Issue: Whether Mauricio was illegally dismissed?

Held: Yes, Mauricio was not in any way prompted by malicious motive in approving the encashment
and/or withdrawal. Caught in a dilemma of cashing the checks despite the irregularities evident on their
face and refusing such encashment but risk the possibility of losing a valued client, Mauricio chose the
former. In doing so, Mauricio could not have acted in gross negligence because he made sure that in the
final analysis, his employer would not be left holding an empty bag. Mauricio even sought the advice of
the banks legal counsel who assured him that his actions were proper given the circumstances, and
acted only after being assured that the Spouses Cruzs real estate mortgages could be made to answer
for the premature encashments.

The Bank should be reminded that for a dismissal based on loss of trust and confidence to be valid, the
breach of trust must be willful, meaning it must be done intentionally, knowingly, and purposely,
without justifiable excuse. Loss of trust and confidence stems from a breach of trust founded on
dishonest, deceitful or fraudulent act. This is obviously not the case here.
LORES REALTY ENTERPRISES, INC., v. VIRGINIA E. PACIA
G.R. No. 171189
March 9, 2011
Mendoza, J.

Facts: On October 28, 1998, LREI’s acting general manager, petitioner Sumulong, through Ms. Julie
Ontal, directed Pacia to prepare Check Voucher as partial payment for LREI’s outstanding obligation to
the Bank of the Philippine Islands-Family Bank. Pacia did not immediately comply with the instruction.
After two repeated directives, Pacia eventually prepared Check. Later, Sumulong again directed Pacia to
prepare Check Voucher to settle the balance of LREI’s outstanding indebtedness with BPI-FB. Pacia once
again was slow in obeying the order.

To explain her refusal to immediately follow the directive, Pacia reasoned out that the funds in LREI’s
account were not sufficient to cover the amounts to be indicated in the checks.

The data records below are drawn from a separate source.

PR #1525, opened 2016-08-23
feat(anonSampleArticles): add data-tracking attrs to blocks

keithamus:
This adds a few data-tracking attrs to various nodes to assist in the tracking of clicks in the Sample Articles component

### DIFF
--- a/views/partials/related/sample-articles.html
+++ b/views/partials/related/sample-articles.html
@@ -1,4 +1,4 @@
-<section class="sample-articles">
+<section class="sample-articles" data-tracking="sample-articles">
 	<header class="sample-articles__ribbon">
 		<div class="sample-articles__ribbon__wrapper jump-to-block" id="more-sample-articles">
 			<h3 class="sample-articles__ribbon__heading">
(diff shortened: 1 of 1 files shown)


views/partials/related/sample-articles.html
```diff
@@ -1,4 +1,4 @@
-<section class="sample-articles">
+<section class="sample-articles" data-tracking="sample-articles">
```
ironsidevsquincy: attribute is `data-trackable`

views/partials/related/sample-articles.html
```diff
@@ -42,7 +43,7 @@ <h4 class="sample-articles__item__headline">
 	{{/with}}
 		<div class="sample-articles__wrapper">
 			<h3 class="sample-articles__header__lead">Recommended Reads</h3>
-			<ul class="sample-articles__items">
+			<ul class="sample-articles__items" data-tracking="sample-articles-other-topics">
```
ironsidevsquincy: no need to duplicate the `sample-articles-` bit, the tracking recurses up the dom, pulling out all the `data-trackable` values, to create the full tracking id, e.g. in this case it would be

```
...sample-articles | sample-articles-other-topics
```

so you'll just want it to be `data-trackable="other-topics"` here so it becomes

```
...sample-articles | other-topics
```

ironsidevsquincy: https://github.com/Financial-Times/n-ui/blob/9bbf3678182ffa997453de394819c87c63f572c2/tracking/test/ft/utils/getDomPathString.spec.js

keithamus: cool I'll update 👍

PR #1527, opened 2016-08-23
use NPM instead of Bower for the JS

bjfletcher:
of `n-email-article`


package.json
```diff
@@ -30,6 +30,7 @@
     "shellpromise": "^1.3.0"
   },
   "devDependencies": {
+    "@financial-times/n-email-article": "^1.2.8",
```
ironsidevsquincy: shouldn't this be in `dependencies`?

bjfletcher: :+1:

PR #1528, opened 2016-08-23
Vary articles the same as product selector

adgad:
This is an attempt to fix a bug where FCF articles still show a cached article (instead of a barrier) when opened in a different tab without the referer. It adds the cache keys from https://github.com/Financial-Times/next-product-selector/blob/master/server/middleware/vary.js

/cc @GlynnPhillips @commuterjoy @phamann


wheresrhys:
Can we add a test so we don't get caught out by this in future? e.g in article ping a prod barrier to read the vary header and check it's the same as what article sets, and vice versa

wheresrhys:
image
grumman?!

adgad:
Ha! I like to keep myself a reminder of the good old days.

Yup test would be a good idea. Want to verify that this actually fixes the problem first.

PR #1534, opened 2016-08-26
final stab at RUM solution for comments for all users

wheresrhys:


i-like-robots:
What's the 1.6mb file?

PR #1536, opened 2016-08-26
Split authors out from the tags in the myFT mentions area

keirog:
Before:
before

After:
after


views/partials/related/more-ons-tags.html
```diff
@@ -31,6 +32,30 @@ <h3 class="more-ons-tags__title-text">
 		</li>
 		{{/each}}
 	</ul>
+	{{/if}}
+	{{#if authors}}
+	<div class="n-content-tags__intro">
+		{{#ifEquals contentType 'podcast'}}
+			<p>Follow the authors related to this show</p>
```
laurieboyes: Whoa, psychic-level issue spotting powers ✨

laurieboyes: I wait it's the same in topics lol

views/partials/related/more-ons-tags.html
```diff
@@ -31,6 +32,30 @@ <h3 class="more-ons-tags__title-text">
...
+		{{else}}
+			<p>Follow the authors of this {{contentType}}</p>
+		{{/ifEquals}}
+	</div>
+	<ul class="n-content-tags__list--myft">
+		{{#each authors}}
+		<li class="n-content-tag__list-item--with-follow">
+			<a
+				href="{{url}}"
+				data-trackable="topic"
```
laurieboyes: Should we change the trackable value to `author`?

laurieboyes: Also, don't know if it's necessary or not and aware that this is the same as for topic, but does this allow us to identify which author was clicked in beacon?

laurieboyes:
👍 apart from probably non-blocking comments

views/partials/related/more-ons-tags.html
andygnewman: Good idea to change trackable to author.
We did institute indexing of links for more-ons in articles and for article cards in streams to help identify the right number to show based on interactions, if that's the kind of use case you were thinking of.
https://github.com/Financial-Times/next-article/blob/master/views/partials/related/pod-item.html#L2

laurieboyes: Ah I was thinking passing the conceptId for the author as part of the tracking data, rather than its index in the list

laurieboyes: Oh wait! We'll already have that for the follow buttons. The links are much less important. Cool, ignore me 👍

andygnewman: I thought you would be tracking specific author following from the backend, but I'm guessing you don't have a source identifier on a follow action then. Would be useful to see where different concepts get followed from.

keirog: Oops thanks all, missed that trackable bit. That should be enough for what we need 👍

PR #1537, opened 2016-08-26
premium labelling

bjfletcher:
using Ammit


client/components/premium-label/main.js
```diff
@@ -0,0 +1,34 @@
...
+	// pretty raw :/
+	const premiumLabel = document.createElement('span');
+	premiumLabel.classList.add('article__premium-label');
+	premiumLabel.appendChild(document.createTextNode('Premium'));
+	const articleTitle = article.querySelector('.article__title');
+	articleTitle.appendChild(premiumLabel);
+};
+
+const isFeatureEnabled = () => {
+	return fetch('https://ammit-api.ft.com/allocate', {
```
bjfletcher: this doesn't work locally because of CORs
how about www.ft.com/ammit-api?

client/components/premium-label/main.js
```diff
@@ -0,0 +1,34 @@
...
+			headers: {
+				'ft-session-token': session.cookie()
+			}
+	}).then(() => true); // question: how to work it out?
```
bjfletcher: @tom-parker can you confirm how we'd work out whether the feature is enabled here?

bjfletcher:
image

client/components/premium-label/main.js
matthew-andrews: doesn't ammit simply set flags?

wheresrhys: @tom-parker @bjfletcher you can add ammit to here https://github.com/Financial-Times/next-router/blob/master/server/models/api.js and add `useCorsProxy: true` to teh fetch request and it _should_ just work

wheresrhys:
looks good. The only worry I have is that if the premium label would cause the text to run on to another line, causing content to jump around. But having said that, myft buttons have the same problem, so not _that_ big a deal

client/components/premium-label/main.js
tom-parker: You should be able to do something like 
```
}).then((resp) => console.log(resp.headers.get('x-ft-ab'));
```

client/components/premium-label/main.js
```diff
@@ -0,0 +1,34 @@
+const session = require('ft-next-session-client');
+
+const isArticlePremium = (article) => {
+	// the server adds is-premium attribute to article if it is premium
+	return article.hasAttribute('data-is-premium');
+};
+
+const addPremiumLabel = (article) => {
```
andygnewman: Given we'll have to put in a class server side, we may as well put in the span element then aswell, then all we have to do client side is put a class in to switch on the styling.

client/components/premium-label/main.js
bjfletcher: @matthew-andrews by reading cookies client-side for the flag, you mean?

client/components/premium-label/main.js
bjfletcher: @andygnewman either options (method you explained and method used in this PR) are fine with me... I just thought that it was clearer to have everything under `client/components/premium-label/` with the CSS in `_main.scss` and the JS and HTML in `main.js`.  All in the same one folder.  I think both methods have pro's and con's and so I'm open minded here...

bjfletcher:
@wheresrhys regarding premium label causing a reflow, what are the options here? I can think of:
1. place label somewhere that can't cause a line break
2. have a placeholder (although if premium label isn't added then there'll be some obvious gap)
3. have "Standard", "Free" as well as "Premium" labelling, all with the same width.

PR #1539, opened 2016-08-30
Redirect syndicated content to old ft.com

andygnewman:
When content is not originating from the FT (eg. Reuters), redirect back to old ft.com.
Temporary measure until agreed / implemented what syndicated content on next should look like.

Should be implemented before wires content is ingested through this [PR](https://github.com/Financial-Times/next-es-interface/pull/482)


matthew-andrews:
+1

PR #1542, opened 2016-08-31
Add placeholder title to videos in articles

andygnewman:
cc: @ironsidevsquincy 

To solve the issue raised here - https://financialtimes.slack.com/archives/ft-next-support/p1472625414000060


ironsidevsquincy:
👍  (weird they've gone for all lowercase for those configuration properties...)

PR #1543, opened 2016-08-31
Additional article MPU slots

adgad:
@VladDubrovskis @andrewgeorgiou1981 @andygnewman 
If the adsMoreArticleMPUs flag is on:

On November 6, 1998, Pacia received a notice of termination stating, that she was being dismissed
because of her willful disobedience and their loss of trust and confidence in her.

Pacia then filed a Complaint for Unfair Labor Practice due to Harassment, Constructive Dismissal, Moral
and Exemplary Damages against LREI and Sumulong.

Issue: Whether Pacia’s dismissal was justified under the circumstances?

Held: No, Article 282 of the Labor Code enumerates the just causes for which an employer may
terminate the services of an employee:

ARTICLE 282. Termination by employer. – An employer may terminate an employment for any
of the following causes:

(a) Serious misconduct or willful disobedience by the employee of the lawful orders of his
employer or representative in connection with his work;

(b) Gross and habitual neglect by the employee of his duties;

(c) Fraud or willful breach by the employee of the trust reposed in him by his employer or duly
authorized representative;

(d) Commission of a crime or offense by the employee against the person of his employer or any
immediate member of his family or his duly authorized representative; and

(e) Other causes analogous to the foregoing.

The offense of willful disobedience requires the concurrence of two (2) requisites: (1) the employee’s
assailed conduct must have been willful, that is characterized by a wrongful and perverse attitude; and
(2) the order violated must have been reasonable, lawful, made known to the employee and must
pertain to the duties which he had been engaged to discharge.
Pacia’s initial reluctance to prepare the checks, which was seemingly an act of disrespect and defiance,
was for honest and well intentioned reasons. Protecting LREI and Sumulong from liability under the
Bouncing Checks Law18 was foremost in her mind. It was not wrongful or willful. Neither can it be
considered an obstinate defiance of company authority. The Court takes into consideration that Pacia,
despite her initial reluctance, eventually did prepare the checks on the same day she was tasked to do it.